## Exercise
Pull every line that includes the word "removing" from the data.
(Source records)
PR #147, opened 2026-05-27
fix: removeIED - prevent duplicate LNode's

### LINKED ISSUE #121: tIED: removeIeds behaviours with LNodes

stee-re:
resolves #121
# Summary
When multiple IEDs reference the same LNode, removing those IEDs sequentially can result in duplicate LNode
entries with iedName="None". This PR modifies the default behaviour for `removeIED()` to delete all LNodes bound to that IED by default, but exposes a new optional flag `preserveLNodes` which will instead, set the LNodes ideName="None". In cases where setting the iedName="None" would lead to a duplicate LNode, then it is removed instead. 
E.g.
```typescript
remove(myIEDElement, {preserveLNodes: true});
```

# Changes
- **`tIED/removeIED.ts:`**
    - Added RemoveIedOptions interface with an optional preserveLNodes flag (defaults to false)
    - Added the following LNode related functions:
    - **`removeBoundLNodes()`** -  Default handling for LNodes - find any (public) matching LNodes and create a Remove edit for them.
    - **`detachLNodeBindings()`** - if "preserveLNodes flag set, this function is called instead, to instead set the LNodes iedName to "None", taking care to avoid duplicates. Any LNodes encountered which would cause a duplicate, are removed instead.

## Helper functions
- **`lNodeKey`** - creates a key for the LNode based on all the other attributes (except iedName) which combined, must be unique. 
- **`removeLNode()`** & **`setLNodeToNone()`** - oneliner functions, there only to make the code more readable. 
- `getLNodeByIedName()` used to find the bound LNodes (and the specification LNodes (set ot None)) 

# Other Changed files
 - **`index.ts`**: Exported `RemoveIedOptions` type
 - **`tIED/removeIED.spec.ts`**: Added tests for LNode removal and opt-in LNode updating behaviour
 - **`tIED/removeIED.testfile.ts`**: Added test fixture with duplicate LNode scenario
 - **`.gitignore`**: Added IDE and build artifact patterns
 
Code coverage 99.52%

### DIFF
--- a/tIED/removeIED.spec.ts
+++ b/tIED/removeIED.spec.ts
@@ -134,8 +134,7 @@ describe("Function to an remove the IED and its referenced elements", () => {
      * - Find all LNode references with matching iedName and either set them to None, or delete them if setting them to None would result in duplicate LNode keys within the same scope.
      *   The scope is defined as the nearest Bay, VL or Substation parent.
      */
-    describe("without 'preservveNodes' set (default)", () => {
-      //TODO consider changing this into a forEach (Substation, VL and Bay) array test.
+    describe("without 'preserveNodes' set (default)", () => {
       ["Bay", "VoltageLevel", "Substation"].forEach((scope) => {
         it(`deletes all LNodes found directly within a ${scope}`, () => {
           const sclDom = new DOMParser().parseFromString(
@@ -159,7 +158,8 @@ describe("Function to an remove the IED and its referenced elements", () => {
           // The number of LNodes set to None should not have changed.
           expect(after_spec_LNodeCount).to.equal(beforeSpec_LNodeCount);
 
-          //
+          const privateLNodeCount = sclDom.querySelectorAll(`${scope} > Private > LNode[iedName='IED_A']`).length;
+          expect(privateLNodeCount).to.equal(1, 'Private LNode count is wrong');
         });
       });
     });
@@ -169,7 +169,7 @@ describe("Function to an remove the IED and its referenced elements", () => {
       // Do keep in mind however, the subject SCL has 2 of everything. E.g. S1 & S2
       ["Bay", "VoltageLevel", "Substation"].forEach((scope) => {
         it(`Within a ${scope}, it sets all bound LNodes to None`, () => {
-          //we're using the "duplicates" test file, but by only deleting 1 IED, no duplicates occur (yet).
+          //We're using the "duplicates" test file, but by only deleting 1 IED, no duplicates occur (yet).
           const sclDom = new DOMParser().parseFromString(
             sclDuplicateLNodes,
             "application/xml",
@@ -196,7 +196,7 @@ describe("Function to an remove the IED and its referenced elements", () => {
 
       ["Bay", "VoltageLevel", "Substation"].forEach((scope) => {
         it(`Within a ${scope}, it removes 'would-be' duplicates`, () => {
-          //we're using the "duplicates" test file, but by only deleting 1 IED, no duplicates occur.
+          //We're using the "duplicates" test file, but by only deleting 1 IED, no duplicates occur.
           const sclDom = new DOMParser().parseFromString(
             sclDuplicateLNodes,
             "application/xml",
--- a/tIED/removeIED.spec.ts
+++ b/tIED/removeIED.spec.ts
@@ -5,7 +5,7 @@ import { isRemove, isUpdate } from "@openscd/oscd-api/utils.js";
 
 import { handleEdit } from "../foundation/helpers.test.js";
 
-import { scl } from "./removeIED.testfile.js";
+import { scl, sclDuplicateLNodes } from "./removeIED.testfile.js";
 
 import { removeIED } from "./removeIED.js";
 
@@ -47,10 +47,10 @@ describe("Function to an remove the IED and its referenced elements", () => {
     expect(removeIED({ node: publi }).length).to.equal(0);
   });
 
-  it("updates LNode iedName attributes to None as well", () => {
+  it("removes all bound LNodes", () => {
     const edits = removeIED({ node: subscriber1 });
 
-    expect(numberUpdates(edits, "LNode")).to.equal(1);
+    expect(numberRemoves(edits, "LNode")).to.equal(1);
   });
 
   it("removes ConnectedAPs as well", () => {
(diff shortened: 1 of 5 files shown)


tIED/removeIED.spec.ts
```diff
@@ -126,4 +126,136 @@ describe("Function to an remove the IED and its referenced elements", () => {
...
   });
+
+  describe("referenced LNode's", () => {
+    /*
+     * Here we need to test:
+     * - Delete all LNode references found with matching iedName, BUT only inside the substation section (but not inside Private sections).
+     * - Find all LNode references with matching iedName and either set them to None, or delete them if setting them to None would result in duplicate LNode keys within the same scope.
+     *   The scope is defined as the nearest Bay, VL or Substation parent.
+     */
+    describe("without 'preservveNodes' set (default)", () => {
```
danyill:
```suggestion
    describe("without 'preserveNodes' set (default)", () => {
```

tIED/removeIED.spec.ts
```diff
@@ -126,4 +126,136 @@ describe("Function to an remove the IED and its referenced elements", () => {
...
+      //TODO consider changing this into a forEach (Substation, VL and Bay) array test.
```
danyill:
```suggestion
```
It looks like an array already...

tIED/removeIED.spec.ts
```diff
@@ -126,4 +126,136 @@ describe("Function to an remove the IED and its referenced elements", () => {
...
+            sclDom.querySelectorAll(`${scope} LNode[iedName="IED_A"]`),
+          ).length;
+          const after_spec_LNodeCount = (
+            sclDom.querySelectorAll(`${scope} > LNode[iedName='None']`) ?? []
+          ).length;
+          expect(after_iedA_lNodes).to.equal(0);
+          // The number of LNodes set to None should not have changed.
+          expect(after_spec_LNodeCount).to.equal(beforeSpec_LNodeCount);
+
+          //
```
danyill:
```suggestion
```

Just removing a little crud.

tIED/removeIED.spec.ts
```diff
@@ -126,4 +126,136 @@ describe("Function to an remove the IED and its referenced elements", () => {
...
+        });
+      });
+    });
+
+    describe.only("with preserveLNodes set", () => {
+      // Broke this into 3 separate tests, so the scope of the failure "might" be narrower.
+      // Do keep in mind however, the subject SCL has 2 of everything. E.g. S1 & S2
+      ["Bay", "VoltageLevel", "Substation"].forEach((scope) => {
+        it(`Within a ${scope}, it sets all bound LNodes to None`, () => {
+          //we're using the "duplicates" test file, but by only deleting 1 IED, no duplicates occur (yet).
```
danyill:
```suggestion
          // We're using the "duplicates" test file, but by only deleting 1 IED, no duplicates occur (yet).
```

tIED/removeIED.spec.ts
```diff
@@ -126,4 +126,136 @@ describe("Function to an remove the IED and its referenced elements", () => {
     // 1 supervised control block is not subscribed so is not removed
     expect(after.length).to.equal(1);
   });
+
+  describe("referenced LNode's", () => {
+    /*
+     * Here we need to test:
+     * - Delete all LNode references found with matching iedName, BUT only inside the substation section (but not inside Private sections).
```
danyill, line 133: I thought after reading this you would have put an `LNode` inside a `Private` section to test this...

tIED/removeIED.spec.ts
```diff
@@ -126,4 +126,136 @@ describe("Function to an remove the IED and its referenced elements", () => {
...
+          expect(lNodes.length).to.equal(
+            beforeSpec_LNodeCount + beforeIedA_LNodeCount,
+          );
+          //
+        });
+      });
+
+      ["Bay", "VoltageLevel", "Substation"].forEach((scope) => {
+        it(`Within a ${scope}, it removes 'would-be' duplicates`, () => {
+          //we're using the "duplicates" test file, but by only deleting 1 IED, no duplicates occur.
```
danyill:
```suggestion
          // We're using the "duplicates" test file, but by only deleting 1 IED, no duplicates occur.
```

tIED/removeIED.ts
```diff
@@ -50,16 +48,94 @@ function removeIedSubscriptionsAndSupervisions(
...
+    doc.querySelectorAll(`Substation LNode[iedName=${name}]`) ?? [],
+  ).filter(isPublic);
+};
+
+/**
+ * Default handling for LNodes - find any (public) matching LNodes and create a Remove edit for them.
+ */
+function removeBoundLNodes(ied: Element, name: string): Remove[] {
+  return (getLNodesByIedName(ied.ownerDocument, name) ?? []).map(removeLNode);
+}
```
danyill, line 80: Is it me or is this very verbose? Or is that the AI secret sauce 😉 

Why not just?

```suggestion
function removeBoundLNodes(ied: Element, name: string): Remove[] {
  return (getLNodesByIedName(ied.ownerDocument, name) ?? []).map( { node: ln };);
}
```

tIED/removeIED.ts
```diff
@@ -50,16 +48,94 @@ function removeIedSubscriptionsAndSupervisions(
...
+  name: string,
+): (SetAttributes | Remove)[] {
+  const doc = ied.ownerDocument;
+  const boundNodes = getLNodesByIedName(doc, name);
+
+  if (boundNodes.length === 0) {
+    return [];
+  }
+
+  const UnboundLNodesByScope = new Map<Element, Set<string>>();
```
danyill:
```suggestion
  const unboundLNodesByScope = new Map<Element, Set<string>>();
```

Why would this start with a capital letter?

danyill (dismissed):
Thank you for looking at this and my apologies for the delay in reviewing.

I've flagged just a few small "tidyness", feel free to fix or not as you wish.

tIED/removeIED.ts
stee-re: Admittedly its not perfect, but I've been preferring the use of a descriptive function name when creating overloaded objects like this. As in, there are a few different kinds of Edits. This makes it abundantly clear which one it is. Granted, there were other signs :-) but of lately that has been my approach not an AI anomaly - worse, its a Stee-anomaly!!!

stee-re:
Thanks for your feedback - I couldn't believe how many typo's were in there!! Everyhing you pointed out, was addressed. Need a re-approve when you have a minute

danyill (approved):
LGTM, thank you for the explanations and updates!

danyill:
I merged a little too soon. 

1. I noticed we've reduced our test coverage slightly and I'd like this library to get as close to 100% test coverage as possible.
2. We have a `describe.only` in our tests so not all our tests are running within `removeIED.spec.ts`!
3. When the `describe.only` is replaced with `describe` we have test failures which need to be fixed.

I'll look into these and fix.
(End Source records)
## Result
When multiple IEDs reference the same LNode, removing those IEDs sequentially can result in duplicate LNode
Just removing a little crud.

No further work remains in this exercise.